Дмитрий Иванович многозначительно поглядывает на меня, скупо улыбается.
— Ты что? — недоумеваю я.
— Так, ничего…
Но когда Тимошенко после совещания говорит мне о новом назначении, я понимаю, почему улыбался Рябышев.
— Значит, снова к старому дружку? — спрашивает маршал.
— Только помните, что вам с дружком не по грибы идти, а Харьков освобождать, — добавляет Никита Сергеевич Хрущев. — Харьков, понимаете?..
Из Купянска я еду, как в прежние времена, в одной машине с Рябышевым. В планшете предписание. Мне даже не разрешили заехать проститься с Гордовым.
— На прощанья-расставанья времени нет, — сказал Тимошенко. — Не то, что день, час дорог. Готовиться к наступлению надо…
И мы готовимся. Батальоны «атакуют» расположенные в нашем тылу деревни. Командиры дивизий и полков «врываются» в Харьков, который раскинул свои игрушечные кварталы в плоском ящике с песком. До поздней ночи чертят в штабах схемы, графики, разрабатывают планы.

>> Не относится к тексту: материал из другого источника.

PR #128, opened 2021-02-22
Feature/lazyload

hoppe93:
Add support for loading simulation output data lazily in the output interface. Instead of opening and reading all output data into memory, the ``DREAMOutput`` object can now simply open the HDF5 file and only read data when needed. This both reduces the time it takes to load the output file and can significantly reduce the memory footprint. Lazy loading of HDF5 files is now the default, and the old behaviour (where all data was loaded immediately) can be used by providing an additional parameter when constructing the ``DREAMOutput`` object.


Embreus (approved):
I’ve got no suggestions for improvements, looks great!

PR #130, opened 2021-03-02
Heat diffusion

hoppe93:
Implementation of a new heat diffusion operator which contains a factor ``(3/2)*n_cold``, thus transport ``W_cold`` in the same way as it is done in GO.


Embreus:
for what it's worth, this looks really good!

PR #131, opened 2021-03-29
Backup inverter

hoppe93:
This branch implements a possibility to switch from a "main" linear system solver to a "backup" linear system solver when the main solver fails for some reason. This has been implemented in response to the more advanced solvers sometimes failing to converge in certain scenarios. With these changes, DREAM can then switch to the very robust (but slow) PETSc LU solver, while using faster solvers whenever possible.

In addition to the backup solver, the signature of the ``SetJacobianBlock()`` and associated methods have been updated to return ``bool``, indicating whether method has set any elements (corresponding to checking if the term depends on the specified unknown with ID ``derivId``).


Embreus (approved):
Looks fabulous!

PR #132, opened 2021-04-16
Feature/numericmag

hoppe93:
Support for arbitrary (2D) numeric magnetic fields in DREAM. Benchmark to analytic toroidal magnetic field is available. The implementation has also been tested on actual numerical data from ASDEX Upgrade and TCV to verify that the plasma volume is calculated accurately.


fvm/Grid/FluxSurfaceAverager.cpp
```diff
@@ -617,15 +624,21 @@ void FluxSurfaceAverager::FindThetas(
...
         // otherwise the solution is mirrored
         } else {
             *theta1 = -*theta2;
             return;
         }
-    } else // if not symmetric, look for solution in the remaining interval
-        x_lower = theta_Bmax-2*M_PI;
+    } else { // if not symmetric, look for solution in the remaining interval ("lower half-plane")
+        x_upper = theta_Bmin;
+        x_lower = theta_Bmax - (theta_Bmin<theta_Bmax ? 2*M_PI : 0);
```
hoppe93, line 635: For theta_Bmin > theta_Bmax (i.e. Bmin in lower half-plane), this does not live up to the specification given in the header of the method (the resulting interval would be on [theta_Bmax, theta_Bmin]). However, if I change it to live up to the definition, the code crashes elsewhere. So what should this method return if theta_Bmax < theta_Bmin?

fvm/Grid/NumericBRadialGridGenerator.cpp
```diff
@@ -0,0 +1,505 @@
...
+ * Calculate |\nabla r|^2 at the given poloidal angle.
+ *
+ * r:     Minor radius.
+ * theta: Poloidal angle.
+ */
+real_t NumericBRadialGridGenerator::NablaR2AtTheta(
+    const real_t r, const real_t theta
+) {
+	if (r == 0)
+		return 1.0;
```
hoppe93, line 464: @Embreus This line only works in the very special case of kappa=1. Any idea about how nabla-r could be evaluated in r=0 in numerical geometry?

hoppe93:
I am thinking about also adding support for the netCDF files we've received from SPARC (which I believe are more or less raw output from EFIT). Will probably happen in the future, on a separate branch, though.

fvm/Grid/FluxSurfaceAverager.cpp
Embreus: is there an example that demonstrates this crash? I am not entirely sure of what the issue is.. but I can easily imagine that this caused problems. I remember that I was looking into this briefly when I played around with the numericmag test, but didn't have time to come up with a good solution.

fvm/Grid/NumericBRadialGridGenerator.cpp
Embreus: annoyingly, I don't. However, does anything depend on the value coefficients take in r=0? Since the jacobian is 0 in this point, I imagine that all contributions from this point naturally vanish. Not the most comforting answer... Perhaps extrapolate from two small non-zero radii?

fvm/Grid/FluxSurfaceAverager.cpp
hoppe93: Looking at this again, I'm not sure what the issue would be (other than that the comment is specific to the case theta_Bmin<theta_Bmax). If you want to test you should be able to by saving the settings for the "numerical" run of the "numericmag" physics test. Otherwise, since this seems to work, we could probably just leave it.

fvm/Grid/NumericBRadialGridGenerator.cpp
hoppe93: Good point! Extrapolation would probably be a bit tricky (not super, but...), and if the value is anyway never going to be used it feels like a waste of time. Should add a comment though...

PR #137, opened 2021-05-31
Svensson transport

andsunds:
This is the "production speced" version of SvenssonTransport, used in the SPARC paper.

Remaining wish list:
 - Clean up code
 - Documentation on the usage of the code, and perhaps also on the theory
 - (Do-over of the implementations of the analytical distributions to use the dedicated class for that instead of home-brewed versions)


hoppe93:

Интенданты подсчитывают запасы горючего, разведчики — численность вражеских гарнизонов, артиллеристы — огневые точки. Все считают, пересчитывают, придирчиво сверяют результаты.
После того как все уже, кажется, предусмотрели, прибывает на передний край новая немецкая дивизия, и расчеты начинаются сызнова.
Бригадный комиссар Николай Антонович Радецкий напутствует политотдельцев:
— Главное — воспитание наступательного порыва. Когда я звоню в политотдел, мне обычно отвечают, что 105 (позывной Радецкого) в частях. Там же проводят почти все свое время политотдельцы, корреспондеты армейской газеты.
Части охвачены преднаступательным возбуждением. В каждом полку есть свои трофейные танки, уже превращенные в решета. На них тренируются истребители, по ним бьют пэтээровцы. Снайпера бронебойными пулями «выводят из строя» их пулеметы и пушки.
Фанерный танк, прицепленный к двуколке, живет и того меньше. Он предназначен для гранат и бутылок с горючей смесью.
По примеру дивизии Горбатова (она по-прежнему входит в нашу армию, но сам Горбатов уже назначен в штаб фронта) создаются отряды пластунов. Для того, чтобы неслышно проползти рядом с вражеским часовым, без шума расправиться с ним, нужны выдержка, выносливость, ловкость, то есть то, что дается длительной тренировкой.